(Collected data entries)
┄┄┄┄┄┄

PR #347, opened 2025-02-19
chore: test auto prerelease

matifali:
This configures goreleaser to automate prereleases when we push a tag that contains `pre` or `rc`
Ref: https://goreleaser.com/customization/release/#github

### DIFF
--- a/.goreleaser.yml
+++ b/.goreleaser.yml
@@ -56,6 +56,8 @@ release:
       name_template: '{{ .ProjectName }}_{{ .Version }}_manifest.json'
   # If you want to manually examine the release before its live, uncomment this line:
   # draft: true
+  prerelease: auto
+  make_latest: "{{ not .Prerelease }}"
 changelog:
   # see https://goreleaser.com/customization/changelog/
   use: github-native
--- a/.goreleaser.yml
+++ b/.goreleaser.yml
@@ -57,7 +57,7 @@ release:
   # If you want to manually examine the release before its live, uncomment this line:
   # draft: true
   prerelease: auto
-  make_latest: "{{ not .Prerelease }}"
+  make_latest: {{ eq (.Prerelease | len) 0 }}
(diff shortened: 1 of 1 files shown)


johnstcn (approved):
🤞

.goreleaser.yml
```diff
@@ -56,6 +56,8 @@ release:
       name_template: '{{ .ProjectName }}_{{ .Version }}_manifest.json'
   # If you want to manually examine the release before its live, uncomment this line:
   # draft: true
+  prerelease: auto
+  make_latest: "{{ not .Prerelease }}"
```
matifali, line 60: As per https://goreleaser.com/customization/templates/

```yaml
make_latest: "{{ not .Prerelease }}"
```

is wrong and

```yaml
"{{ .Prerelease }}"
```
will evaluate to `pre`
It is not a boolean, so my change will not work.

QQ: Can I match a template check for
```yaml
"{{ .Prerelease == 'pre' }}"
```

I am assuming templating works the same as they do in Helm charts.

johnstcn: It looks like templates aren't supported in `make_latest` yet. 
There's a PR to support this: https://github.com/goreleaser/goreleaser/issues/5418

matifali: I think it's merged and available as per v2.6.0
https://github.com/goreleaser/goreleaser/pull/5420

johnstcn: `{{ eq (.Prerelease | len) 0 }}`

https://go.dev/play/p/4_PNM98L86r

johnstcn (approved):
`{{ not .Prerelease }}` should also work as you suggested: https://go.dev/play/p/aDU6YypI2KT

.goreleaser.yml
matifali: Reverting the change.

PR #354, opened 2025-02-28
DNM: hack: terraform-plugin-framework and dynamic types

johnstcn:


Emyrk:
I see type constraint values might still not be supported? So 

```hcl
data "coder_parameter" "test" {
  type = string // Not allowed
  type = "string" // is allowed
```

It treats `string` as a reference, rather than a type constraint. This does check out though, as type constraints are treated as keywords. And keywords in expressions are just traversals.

┄┄┄┄┄┄

[WORK REQUEST]
The entries above are to be transcribed in full and without error.

[ANSWER TO THIS TASK]
PR #347, opened 2025-02-19
chore: test auto prerelease

matifali:
This configures goreleaser to automate prereleases when we push a tag that contains `pre` or `rc`
Ref: https://goreleaser.com/customization/release/#github

### DIFF
--- a/.goreleaser.yml
+++ b/.goreleaser.yml
@@ -56,6 +56,8 @@ release:
       name_template: '{{ .ProjectName }}_{{ .Version }}_manifest.json'
   # If you want to manually examine the release before its live, uncomment this line:
   # draft: true
+  prerelease: auto
+  make_latest: "{{ not .Prerelease }}"
 changelog:
   # see https://goreleaser.com/customization/changelog/
   use: github-native
--- a/.goreleaser.yml
+++ b/.goreleaser.yml
@@ -57,7 +57,7 @@ release:
   # If you want to manually examine the release before its live, uncomment this line:
   # draft: true
   prerelease: auto
-  make_latest: "{{ not .Prerelease }}"
+  make_latest: {{ eq (.Prerelease | len) 0 }}
(diff shortened: 1 of 1 files shown)


johnstcn (approved):
🤞

.goreleaser.yml
```diff
@@ -56,6 +56,8 @@ release:
       name_template: '{{ .ProjectName }}_{{ .Version }}_manifest.json'
   # If you want to manually examine the release before its live, uncomment this line:
   # draft: true
+  prerelease: auto
+  make_latest: "{{ not .Prerelease }}"
```
matifali, line 60: As per https://goreleaser.com/customization/templates/

```yaml
make_latest: "{{ not .Prerelease }}"
```

is wrong and

```yaml
"{{ .Prerelease }}"
```
will evaluate to `pre`
It is not a boolean, so my change will not work.

QQ: Can I match a template check for
```yaml
"{{ .Prerelease == 'pre' }}"
```

I am assuming templating works the same as they do in Helm charts.

johnstcn: It looks like templates aren't supported in `make_latest` yet. 
There's a PR to support this: https://github.com/goreleaser/goreleaser/issues/5418

matifali: I think it's merged and available as per v2.6.0
https://github.com/goreleaser/goreleaser/pull/5420

johnstcn: `{{ eq (.Prerelease | len) 0 }}`

https://go.dev/play/p/4_PNM98L86r

johnstcn (approved):
`{{ not .Prerelease }}` should also work as you suggested: https://go.dev/play/p/aDU6YypI2KT

.goreleaser.yml
matifali: Reverting the change.

PR #354, opened 2025-02-28
DNM: hack: terraform-plugin-framework and dynamic types

johnstcn:


Emyrk:
I see type constraint values might still not be supported? So 

```hcl
data "coder_parameter" "test" {
  type = string // Not allowed
  type = "string" // is allowed
```

It treats `string` as a reference, rather than a type constraint. This does check out though, as type constraints are treated as keywords. And keywords in expressions are just traversals.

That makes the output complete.